REQUIRED WORK: Lines from the beginning of the entries up to and including the one with "WE should check" must be duplicated word for word; leave out all others.

STUDY MATERIAL:
Issue #13599, opened 2026-01-15
Update SDK details MCP failure due to invalid package name.


praveenkuttappan:
Update SDK details MCP tool validates the package name and fails the request if package name is not as per the expected format.

WE should check if we can update the copilot instructions so it passes the correct package name in the first attempt.

Error message: `Unsupported package name(s) detected: Go -\\u003E armedgemarketplace`
Tool name: `azsdk_update_sdk_details_in_release_plan`

tools args: ```{"releasePlanWorkItemId":30207,"sdkDetails":"[  {    "Language": "JavaScript",    "PackageName": "@azure/arm-edgemarketplace"  },  {    "Language": "Java",    "PackageName": "azure-resourcemanager-edgemarketplace"  },  {    "Language": "Python",    "PackageName": "azure-mgmt-edgemarketplace"  },  {    "Language": "Go",    "PackageName": "armedgemarketplace"  }]"}```

PR #13693, opened 2026-01-23
Add instruction to normalize package name

smw-ms:
Resolves: https://github.com/Azure/azure-sdk-tools/issues/13599

Example Response 1:
example1

Example Response 2:
example2

### DIFF
--- a/eng/common/instructions/azsdk-tools/sdk-details-in-release-plan.instructions.md
+++ b/eng/common/instructions/azsdk-tools/sdk-details-in-release-plan.instructions.md
@@ -36,9 +36,16 @@ description: 'Identify languages configured in the TypeSpec project and add it t
 **Success Criteria**: Release plan exists or user informed to create one.
 
 # Step 3: Update Release Plan with SDK Information
-> **(MANDATORY - DO NOT SKIP) ALWAYS validate all package names against the format rules before calling any update tool, even if the user provides SDK details directly. Auto-correct and inform the user of invalid package names.**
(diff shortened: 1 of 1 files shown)


eng/common/instructions/azsdk-tools/sdk-details-in-release-plan.instructions.md
```diff
@@ -8,7 +8,7 @@ description: 'Identify languages configured in the TypeSpec project and add it t
    - For Java and Python, use `emitter-output-dir` for package name if it exists. Otherwise use `package-dir` to get the package name as fallback approach.
    - For .NET, use namespace property to get package name.
    - For JavaScript, use `packagedetails:name` property to get package name.
-   - For Go, use module name and remove `github.com/Azure/azure-sdk-for-go/` to get package name
+   - For Go, use module name and remove `github.com/Azure/azure-sdk-for-go/` to get package name. If the Go package name doesn't start with `sdk/`, automatically normalize it to the format `sdk/resourcemanager/<service>/<packagename>`.
```
praveenkuttappan: This will be confusing for data plane because `resourcemanager` is present only for management plane. Let's just say that Go package name starts with `sdk/`

smw-ms: i updated the code. but the only thing about that is if you stick sdk/ in front of anything it will let the tool go through without any problems

smw-ms: we could check that the go package name is actually a valid path in the repo as well inside the tool?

RESULT:
Issue #13599, opened 2026-01-15
Update SDK details MCP failure due to invalid package name.


praveenkuttappan:
Update SDK details MCP tool validates the package name and fails the request if package name is not as per the expected format.

WE should check if we can update the copilot instructions so it passes the correct package name in the first attempt.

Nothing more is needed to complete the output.